Byron Central Hospital, emergency. Photo Cathy Adams / The Northern Star
Byron Central Hospital, emergency. Photo Cathy Adams / The Northern Star Cathy Adams

'It missed the point': Patient slams hospital investigation

Monday 3.23pm: DEBATE between a stroke patient and the Northern NSW Local Heath District continues to escalate about the adequacy of emergency protocols at Byron Central Hospital.

Coorabell resident Paul Rea said he responded to the health district's letter about the outcome of the investigation into the hospital's decision to not call an ambulance when he arrived at the hospital on March 27.

He said the letter, from the Northern NSW Local Health District CEO Wayne Jones, left him with unanswered questions as to why it was left to his wife to transport him to John Flynn Hospital and not an ambulance. 

In a statement to The Northern Star, Mr Jones addressed some of the concerns Mr Rea expressed in response to the letter.

Mr Jones said the situation wasn't ideal despite Mr Rea being given the green light by medical staff to travel to John Flynn Private Hospital via private transport.

"It is regrettable that the option of being transported by Ambulance was not provided to Mr Rea and his wife," Mr Jones said.

Mr Jones confirmed an ambulance wasn't requested due to medical staff declaring Mr Rea stable enough to travel with his wife by car.

He said it was "not uncommon for clinicians to allow patients to travel privately between hospitals during their treatment" depending on the patient's condition.

However, Mr Jones said the recent review of inter-hospital patient transfer guidelines ruled the prioritisation of transfer by ambulance will be reinforced across the LHD.

After his tumultuous experience, Mr Rea said he wants strokes treated as a medical emergency in the eyes of the health system.

He said the issue isn't about communication but working to resolve "a protocol problem" with ambulance transfers regarding strokes.

 

 

Monday 10.47am: A 'DISMAYED' stroke sufferer has lashed out at the findings of an investigation by the Northern NSW Local Health District about staff at a local hospital recommending his wife drive him to Queensland for treatment.

Coorabell resident Paul Rea was rushed to Byron Central Hospital by his wife on March 27 where he was assessed and told they should drive across the border to John Flynn Hospital.

CEO of the health district, Wayne Jones wrote an apologetic letter to Mr Rea on May 2 about the outcome of the investigation.

After consultation with the district's emergency medical director and other executives, Mr Jones to Mr Rea: "the decision to transport you by private transport was based on your stable condition."

"The assessment determined you were in a stable condition and that the best plan of care would be admission to a specialist stroke bed," Mr Jones said.

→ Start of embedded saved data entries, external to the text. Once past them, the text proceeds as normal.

PR #65, opened 2020-03-27
Add hook for other plugins

urbantrout:
Give plugins a chance to add other things here. Just like Craft CMS does: https://github.com/craftcms/cms/blob/62b9b99fc78b69a127db2d2c9003fd4072f15d3b/src/templates/entries/_edit.html#L147

### DIFF
--- a/src/templates/submissions/_edit_base.html
+++ b/src/templates/submissions/_edit_base.html
@@ -541,6 +541,8 @@
             </div>
         </div>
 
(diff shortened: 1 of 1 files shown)


kjmartens:
Thanks! We'll review and consider this for Freeform 3.6.7 shortly.

kjmartens:
Added in v3.6.7 :)

PR #67, opened 2020-08-12
Allow Symfony Filesystem ^5.0

ccchapman:
This version is now indirectly required by Craft 3.5, due to a `composer/composer` requirement.

No found usages of either changed methods in `symfony/filesystem`.

**Refs:**

- [symfony/filesystem/blob/master/CHANGELOG.md#500](https://github.com/symfony/filesystem/blob/master/CHANGELOG.md#500)

### DIFF
--- a/composer.json
+++ b/composer.json
@@ -13,7 +13,7 @@
     "craftcms/cms": "^3.4.0",
     "symfony/property-access": "^2.8|^3.0|^4.0",
     "symfony/finder": "^2.8|^3.0|^4.0",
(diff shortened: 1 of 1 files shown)


kjmartens:
Thank you for your time! We're already about to release an update for this :)

ccchapman:
Thank you @kjmartens. It seems like some of the other Symfony packages also need version constraint changes to be compatible, but I'll leave it to you!

kjmartens:
@ccchapman Thanks! We'll get that fixed too

Issue #1017, opened 2024-05-29
Full text search wrong indicators


SamuelHassine:
## Description

https://testing.obas.staging.filigran.io/admin/fulltextsearch?search=cccd98ea-64cb-4350-a3e6-18aee01f530b

=> Numbers are showed in the left menu, but nothing in the list

PR #1075, opened 2024-06-12
[frontend/backend] Fixing full text search wrong indicators

Dimfacion:
### Proposed changes

* Fixing the wrong indicators
* Adding a way to search for an id
* Fixing the search bar not updating when going on the search from a url 

### Related issues

* #1017 
*

### Checklist

### Further comments

### DIFF
--- a/openbas-api/src/main/java/io/openbas/utils/pagination/PaginationUtils.java
+++ b/openbas-api/src/main/java/io/openbas/utils/pagination/PaginationUtils.java
@@ -46,4 +46,26 @@ public class PaginationUtils {
     return findAll.apply(filterSpecifications.and(searchSpecifications), pageable);
   }
 
+  /**
+   * Build PaginationJPA with a specified specifications
+   * @param findAll the find all method
+   * @param input the search inputs
+   * @param specification the specified specification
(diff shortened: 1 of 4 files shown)


openbas-api/src/main/java/io/openbas/utils/pagination/PaginationUtils.java
```diff
@@ -46,4 +46,26 @@ public static <T, U> Page<U> buildPaginationCriteriaBuilder(
...
   }
 
+  /**
+   * Build PaginationJPA with a specified specifications
+   * @param findAll the find all method
+   * @param input the search inputs
+   * @param specification the specified specification
+   * @param clazz the class that we're looking for
+   * @return a Page of results
+   */
```
RomuDeuxfois, line 56: I think of other developers and I say to myself that we should be more specific on the nomenclature, the doc or the name of the variables to clearly highlight the fact that here the specification given as a parameter replaces the default search specification.

Dimfacion: I made changes to try to be more explicit

PR #1082, opened 2024-06-13
Issue/950 inject broken filter for the attck matrix

Christian-DONGMO:
### Proposed changes

*
*

### Related issues

*
*

### Checklist

### Further comments


RomuDeuxfois:
The build is broken

openbas-api/src/main/java/io/openbas/rest/injector_contract/service/InjectorContractService.java
```diff
@@ -0,0 +1,117 @@
...
+import java.time.Instant;
+import java.util.List;
+
+import static io.openbas.helper.DatabaseHelper.updateRelation;
+import static io.openbas.helper.StreamHelper.fromIterable;
+import static io.openbas.utils.pagination.PaginationUtils.buildPaginationJPA;
+
+@Service
+@RequiredArgsConstructor
+public class InjectorContractService {
```
Dimfacion, line 33: I get what you want to do here by migrating functional into a service layer but I don't think we should do such impactful changes during a bug fix.
Besides, since we have a team discussion about refactoring the structure of the project, we should wait for it before doing anything on that part.

Christian-DONGMO: I think we should start with a migration as small as that. I also think we all agree that we need to make these changes. But you're also right, it can be very impactful. I did the rollback

openbas-api/src/main/java/io/openbas/rest/injector_contract/InjectorContractApi.java
```diff
@@ -89,8 +71,7 @@ public Page<InjectorContract> injectorContracts(@RequestBody @Valid final Search
             }
         }
         return buildPaginationJPA(
-                (Specification<InjectorContract> specification, Pageable pageable) -> this.injectorContractRepository.findAll(
-                        specification, pageable),
+                this.injectorContractRepository::findAll,
```
Dimfacion, line 74: Why are we not using the Specification anymore ? Wouldn't that impact the sorting and paging ?

Christian-DONGMO: This is a method reference expression. We are still using specification and pageable

PR #1084, opened 2024-06-14
[backend] Improv performance on atomic testing pagination list

RomuDeuxfois:
### Related issues

* https://github.com/OpenBAS-Platform/openbas/issues/898


openbas-api/src/main/java/io/openbas/service/InjectService.java
```diff
@@ -71,22 +88,165 @@ public Inject updateInjectStatus(String injectId, InjectUpdateStatusInput input)
     return injectRepository.save(inject);
   }
 
+  public Page<AtomicTestingOutput> atomicTestings(Specification<Inject> specification, Pageable pageable) {
```
RomuDeuxfois, line 91: Need to be put in AtomicTestingService direclty

Dimfacion:
image
It looks like there is an issue here

RomuDeuxfois:
> image It looks like there is an issue here

Fix

Dimfacion (approved):

PR #1090, opened 2024-06-17
[backend/frontend] Add pagination in exercise list and improv performance

RomuDeuxfois:
### Proposed changes

* Add pagination in exercise list
* Improv performance on exercise list


Christian-DONGMO (approved):
Everything is good.

Issue #1100, opened 2024-06-18
Wrong alignement in add assets to inject for platform icons


SamuelHassine:
## Description

Wrong alignement in add assets to inject for platform icons

![image](https://github.com/OpenBAS-Platform/openbas/assets/1334279/abb807f8-cb51-4114-a30a-bc9dd443a4c3)

jborozco:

Coorabell resident, Paul Rea was suffering a stroke when he was allegedly told he had to drive himself to Queensland for treatment from Byron Central Hospital.
Coorabell resident, Paul Rea was suffering a stroke when he was allegedly told he had to drive himself to Queensland for treatment from Byron Central Hospital. Contributed

Mr Rea hit back at the health district's use of his condition as a justification for his private transport.

" ... the reality was that my condition deteriorated noticeably in the time taken to drive me to John Flynn. On arrival, I could barely get out of my wife's car and barely walk when I did," Mr Rea said.

Mr Jones also informed Mr Rea a review is under way into the district's hospital transfer policy "to ensure all decisions that are made are clearly explained to patients and their carers."

But Mr Rea slammed the review as a "far from adequate response to the issues raised (by his experience)" and that "the investigation missed the point entirely".

"I'm dismayed by this response. It's a whitewash," Mr Rea said.

"Nowhere does Mr Jones address my complaint and the issue of greatest public concern, that is, why was my wife required to drive me to John Flynn hospital after I had entered the health care system suffering a stroke."

Mr Rea criticised Mr Jones and the health district for leaving many of his questions unanswered such as if an ambulance was requested and policies around stroke patient transport.

" I note that he apologises sincerely for my experience at the hands of Byron Bay hospital but nowhere makes clear what it is he is apologising for," Mr Rea said.

"The idea that my complaint derived from a lack of comprehension by my wife and myself is false and highly patronising.

"The point is that we should never have been required to drive ourselves to John Flynn."